# 2009 Colnago---I want this so badly!



## 89dk (Jul 31, 2008)

Colnago is only making one steel frame now days but for 2009 they're going 1970's style on the Master X Light. I believe they're going to sell with a full chrome steel fork as well. What's not to love?


----------



## CleavesF (Dec 31, 2007)

Its so awesome to know that a company like this is still willing to stay true to their roots even at a loss of $$$. 

Good job Colnago. If you still make these in another 10 years, I will finally be able to afford it with full Super Record 14.


----------



## vxpro (Apr 4, 2008)

The blue is nice as well and yes, it comes with a 1" chrome Precisa fork. :thumbsup:


----------



## CIOCC FAN (Mar 3, 2007)

That blue would look cool with a aluminum (all silver) 10s Chorus group fitted...

Great, a new lust in the creation....


----------



## buck-50 (Sep 20, 2005)

No DT shifter bosses+OS tubing = FAIL.

The paint is really pretty and it looks the biz, but honestly, it would cost you less to buy an old Colnago super frame, have it stripped and professionally re-painted. As a bonus, you'd get a fork without straight blades, a threaded headset, DT shifter bosses AND the ability to run tires as wide as 28s. 

The downside is that it might weigh about half a pound more.


----------



## rcnute (Dec 21, 2004)

buck-50 said:


> No DT shifter bosses+OS tubing = FAIL.
> 
> The paint is really pretty and it looks the biz, but honestly, it would cost you less to buy an old Colnago super frame, have it stripped and professionally re-painted. As a bonus, you'd get a fork without straight blades, a threaded headset, DT shifter bosses AND the ability to run tires as wide as 28s.
> 
> The downside is that it might weigh about half a pound more.


Agreed. The frame isn't well-thought out.


----------



## buck-50 (Sep 20, 2005)

Just checked the price -over 2 grand- for the price of that frame, you could probably get an NOS super with full pantographing. 

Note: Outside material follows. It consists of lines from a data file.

PR #654, opened 2022-09-15
Only disable tasks table viewport and leave scrollbars working

TarasSydor:
This PR aims to solve rg-58 issue: enable scrollbars while compilations is is progress.

I couldn't activate only the scrollbar and leave all the rest as is. It is part of the view which was disabled automatically.
Still, there is an API to retrieve the widget holding only the data part: viewport().
Disabling only that one leaves scrollbars working - exactly what we want.

By doing so other things got enabled either:
- Selection;
- parent tasks collapse/expand;
- column resize.

Those only affect visual representation and, I hope, are acceptible:

image

Note: mouse press events got activated as well, so I had to manually catch them while compilation is in progress. Not the best approach, but it avoids extra complexity and effort to enable scrollbars in another way.

### DIFF
--- a/src/Compiler/TaskTableView.cpp
+++ b/src/Compiler/TaskTableView.cpp
@@ -26,7 +26,6 @@ along with this program.  If not, see <http://www.gnu.org/licenses/>.
 #include <QHeaderView>
 #include <QMenu>
 #include <QPushButton>
-#include <QScrollBar>
 
 #include "TaskManager.h"
 
--- a/src/Compiler/TaskTableView.cpp
+++ b/src/Compiler/TaskTableView.cpp
@@ -26,6 +26,7 @@ along with this program.  If not, see <http://www.gnu.org/licenses/>.
 #include <QHeaderView>
 #include <QMenu>
 #include <QPushButton>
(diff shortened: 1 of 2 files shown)


src/Compiler/TaskTableView.cpp
```diff
@@ -26,6 +26,7 @@ along with this program.  If not, see <http://www.gnu.org/licenses/>.
 #include <QHeaderView>
 #include <QMenu>
 #include <QPushButton>
+#include <QScrollBar>
```
KochynVolodymyr, line 29: I guess this include could be removed

src/Compiler/TaskTableView.h
```diff
@@ -71,5 +71,7 @@ class TaskTableView : public QTableView {
  private:
   TaskManager *m_taskManager{nullptr};
   static constexpr uint TitleCol{1};
+  bool m_viewDisabled{
```
KochynVolodymyr, line 74: Is it possible improve formatting? E.g.
`// comment here`
`bool m_viewDisabled{false};`

ravic-rs (commented):
Looks good.

PR #657, opened 2022-09-16
Continue showing welcome page after user unchecked "Show WelcomePage" checkbox

TarasSydor:
The goal of this PR is to fix RG-64 issue: welcome page immediately disappears after unchecking "Show WelcomePage" checkbox. The user should still be able to execute one of proposed actions.

Not hiding the page immediately opens another opportunity for the user: he may change his mind and check the flag again.
In this case the file has to be removed. Still, all this will have to be reworked after we get QSettings working and decide on configuration panel for this.

image


KochynVolodymyr (approved):

ravic-rs (approved):
Looks good.

PR #658, opened 2022-09-16
[RG-70] Auto load IP Catalog

skyler-rs:
> - [x] To address an existing issue. If so, please provide a link to the issue: RG-70

> Currently the IP_Catalog needs to be manually loaded by calling add_litex_ip_catalog

> add_litex_ip_catalog is now called when ip_catalog and configure_ip are fired and the IP Catalog is empty.

> 
> - [x] Library: IPGenerate, Compiler
> - [ ] Engine
> - [ ] Documentation
> - [ ] Regression tests

> - [x] None

> ### Testing
> - tests/TestBatch/test_ip_configure_load.tcl has been added to ensure that an ip can be generated w/o an explicit call to add_litex_ip_catalog
> - Manually integration tested in raptor

### DIFF
--- a/ip_load/axis_converter_V1_0_axis_converter.json
+++ b/ip_load/axis_converter_V1_0_axis_converter.json
@@ -3,7 +3,7 @@
    "core_out_width": 64,
    "core_user_width": 0,
    "core_reverse": 0,
-   "build_dir": "/home/skyler/code/forks/FOEDAG/ipTest/ipTest.IPs/RapidSilicon/IP/axis_converter/V1_1/axis_converter/src",
+   "build_dir": "./ip_load/ip_load.IPs/RapidSilicon/IP/axis_converter/V1_1/axis_converter/src",
    "build_name": "axis_converter.v",
    "build": true,
    "json": "axis_converter_V1_0_axis_converter.json",
--- a/ip_load/axis_converter_V1_0_axis_converter.json
+++ b/ip_load/axis_converter_V1_0_axis_converter.json
@@ -1,0 +1,11 @@
+{
+   "core_in_width": 128,
+   "core_out_width": 64,
+   "core_user_width": 0,
+   "core_reverse": 0,
+   "build_dir": "/home/skyler/code/forks/FOEDAG/ipTest/ipTest.IPs/RapidSilicon/IP/axis_converter/V1_1/axis_converter/src",
+   "build_name": "axis_converter.v",
+   "build": true,
+   "json": "axis_converter_V1_0_axis_converter.json",
+   "json_template": false
+}
--- a/src/Compiler/Compiler.h
+++ b/src/Compiler/Compiler.h
@@ -123,6 +123,8 @@ class Compiler {
   void SetIPGenerator(IPGenerator* generator) { m_IPGenerator = generator; }
   IPGenerator* GetIPGenerator() { return m_IPGenerator; }
   bool BuildLiteXIPCatalog(std::filesystem::path litexPath);
+  bool HasIPInstances();
+  bool HasIPDefinitions();
 
   // VPR, Yosys generic opt
   void ChannelWidth(uint32_t width) { m_channel_width = width; }
@@ -194,7 +196,6 @@ class Compiler {
    */
   virtual bool VerifyTargetDevice() const;
   bool HasTargetDevice();
-  bool HasIPInstances();
 
   bool CreateDesign(const std::string& name);
   static void PrintVersion(std::ostream* out);
--- a/tests/TestBatch/test_ip_configure_load.tcl
+++ b/tests/TestBatch/test_ip_configure_load.tcl
@@ -24,6 +24,7 @@
 
 set platform $::tcl_platform(platform)
 if { $platform == "windows" } {
+    # TODO @skyler-rs Sept2022 Enable in windows once GH-661 is resolved
     puts "SKIPPING ON WINDOWS: This test requires python which FileUtils::ExecuteSystemCommand() currently fails to find on Windows. Disabling windows run of test until python issues on windows are resolved.\n"
     # returning a pass condition because this is an expected failure for now
     exit 0
--- a/tests/TestBatch/test_ip_configure_load.tcl
+++ b/tests/TestBatch/test_ip_configure_load.tcl
@@ -1,0 +1,49 @@
+#Copyright 2022 The Foedag team
+
+#GPL License
+
+#Copyright (c) 2022 The Open-Source FPGA Foundation
+
+#This program is free software: you can redistribute it and/or modify
+#it under the terms of the GNU General Public License as published by
+#the Free Software Foundation, either version 3 of the License, or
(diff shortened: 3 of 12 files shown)


ravic-rs:
Why can't we test this branch in Raptor now ? We should be testing with Raptor before it's merged here.

skyler-rs:
> Why can't we test this branch in Raptor now ? We should be testing with Raptor before it's merged here.
I always put that comment when creating a PR then test in raptor once github creates the PR allowing me to pull the changes into raptor with the `gh pr` command. This one i just forgot to update the comment. This has been integration tested in raptor

src/Compiler/Compiler.h
```diff
@@ -123,6 +123,8 @@ class Compiler {
   void SetIPGenerator(IPGenerator* generator) { m_IPGenerator = generator; }
   IPGenerator* GetIPGenerator() { return m_IPGenerator; }
   bool BuildLiteXIPCatalog(std::filesystem::path litexPath);
+  bool HasIPInstances();
```
KochynVolodymyr, line 126: why not cons?

src/Compiler/Compiler.h
```diff
@@ -123,6 +123,8 @@ class Compiler {
...
+  bool HasIPDefinitions();
```
KochynVolodymyr, line 127: why not const?

src/Compiler/Compiler.h
skyler-rs: Didn't think of it. I tried switching those two to const functions, but they both call GetIPGenerator() which causes a build error once those functions are made const and i don't think we want to make GetIPGenerator const.

src/Compiler/Compiler.h
skyler-rs: Didn't think of it. I tried switching those two to const functions, but they both call GetIPGenerator() which causes a build error once those functions are made const and i don't think we want to make GetIPGenerator const.

ravic-rs:
> > Why can't we test this branch in Raptor now ? We should be testing with Raptor before it's merged here.
> 
> I always put that comment when creating a PR then test in raptor once github creates the PR allowing me to pull the changes into raptor with the `gh pr` command. This one i just forgot to update the comment. This has been integration tested in raptor

Got it, thank you!

ip_load/axis_converter_V1_0_axis_converter.json
```diff
@@ -0,0 +1,11 @@
+{
+   "core_in_width": 128,
+   "core_out_width": 64,
+   "core_user_width": 0,
+   "core_reverse": 0,
+   "build_dir": "./ip_load/ip_load.IPs/RapidSilicon/IP/axis_converter/V1_1/axis_converter/src",
```
ravic-rs, line 6: This is the dummy json generated correct ? The build dir is something we get from ip gen ?

skyler-rs: Yeah this is dummy data until litex dependencies are fixed and we can switch to testing with real IPs. The build dir is set when the python script prints out the generated json, I edited the build_dir path to make it relative instead of hardcoded to my directories.

tests/TestBatch/test_ip_configure_load.tcl
```diff
@@ -0,0 +1,56 @@
...
+
+#You should have received a copy of the GNU General Public License
+#along with this program.  If not, see <http://www.gnu.org/licenses/>.
+######################################################################
+
+# This is a test for GEMINIEDA-352
+# This test ensures that the IP_Catalog is automatically loaded when a user
+# runs a script with configure_ip, but doesn't bother to call add_litex_ip_catalog
+
+set platform $::tcl_platform(platform)
```
ravic-rs, line 25: Can we add a TODO here to fix these with the GH-# ?

tests/Testcases/IPGenerate/IP_Catalog/dummy_generators/RapidSilicon/IP/axis_converter/V1_0/axis_converter_gen.py
```diff
@@ -1,17 +1,21 @@
 #!/usr/bin/env python3
```
ravic-rs, line 1: How are we invoking the this script in linux ? This shebang will only work there.

tests/Testcases/IPGenerate/IP_Catalog/dummy_generators/RapidSilicon/IP/axis_converter/V1_1/axis_converter_gen.py
```diff
@@ -1,17 +1,21 @@
 #!/usr/bin/env python3
```
ravic-rs, line 1: Same question as above.

ravic-rs (commented):
Few comments to address.

tests/TestBatch/test_ip_configure_load.tcl
skyler-rs: done

ip_load/axis_converter_V1_0_axis_converter.json
ravic-rs: Thank you.

tests/Testcases/IPGenerate/IP_Catalog/dummy_generators/RapidSilicon/IP/axis_converter/V1_0/axis_converter_gen.py
skyler-rs: Just a copy paste from [IP_Catalog](https://github.com/RapidSilicon/IP_Catalog/blob/202508e79ef2d0fc37a8513f9d206d1e6322d019/RapidSilicon/IP/axi_ram/v1_0/axi_ram_gen.py#L1) I assume this only allows unix to execute the script w/o specifying the python path, but i think in all our uses we execute the script like "<path to python3> script_gen.py" so I don't think the shebang matters.

tests/Testcases/IPGenerate/IP_Catalog/dummy_generators/RapidSilicon/IP/axis_converter/V1_1/axis_converter_gen.py
skyler-rs: commented above

tests/Testcases/IPGenerate/IP_Catalog/dummy_generators/RapidSilicon/IP/axis_converter/V1_0/axis_converter_gen.py
ravic-rs: Got it, this isn't resolved yet.
The IP Catalog needs to adopt these changes too, it got dropped off my radar last time I saw it.
Please move this issue to pre-jira backlog internally.
https://docs.python.org/3/using/windows.html#python-launcher-for-windows.
I will mark this as resolved now.

PR #659, opened 2022-09-16
Align welcome page controls

TarasSydor:
The goal of this PR is to fix RG-63 issue: labels alignment on the welcome page.

Left margin of description and application name was set to 0, which is similar to actions and recent projects margin.
Show Welcome Page checkbox was moved to the center, as suggested in RG-63.
image


ravic-rs (approved):
Looks good.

I can't imagine spending that much on a steel frame that isn't totally custom.


----------



## il sogno (Jul 15, 2002)

Wow. They're beautiful!


----------



## Maybeck (Sep 30, 2004)

I rather have an '07 Extreme C and a '75 Super in Molteni colors. Actually I do, and if I could keep only one it would be the CF.


----------



## CurbDestroyer (Mar 6, 2008)

buck-50 said:


> No DT shifter bosses+OS tubing = FAIL. . . . .


Your right on about the DT Shifter bosses. The OS Ghibli tubing I don't mind so much.


----------



## buck-50 (Sep 20, 2005)

CurbDestroyer said:


> Your right on about the DT Shifter bosses. The OS Ghibli tubing I don't mind so much.


I wuz thinking more that OS tubing means you can't even use clamp-on DT shifters...


----------



## CurbDestroyer (Mar 6, 2008)

rcnute said:


> Agreed. The frame isn't well-thought out.


 Another frame dumbed down and made palitable for the masses, Insulting the people it's supposed to represent (So to speak). It's vintage, but not vintage . . . to people who don't know any better, and you bet those are the same people forking over more money for a fake vintage frame, rather than find a real vintage frame . . . $2000 for the fake, or $400 to $500 for the real deal. . . . Ohhhhhh boy . . . Marketing!


----------



## CurbDestroyer (Mar 6, 2008)

buck-50 said:


> I wuz thinking more that OS tubing means you can't even use clamp-on DT shifters...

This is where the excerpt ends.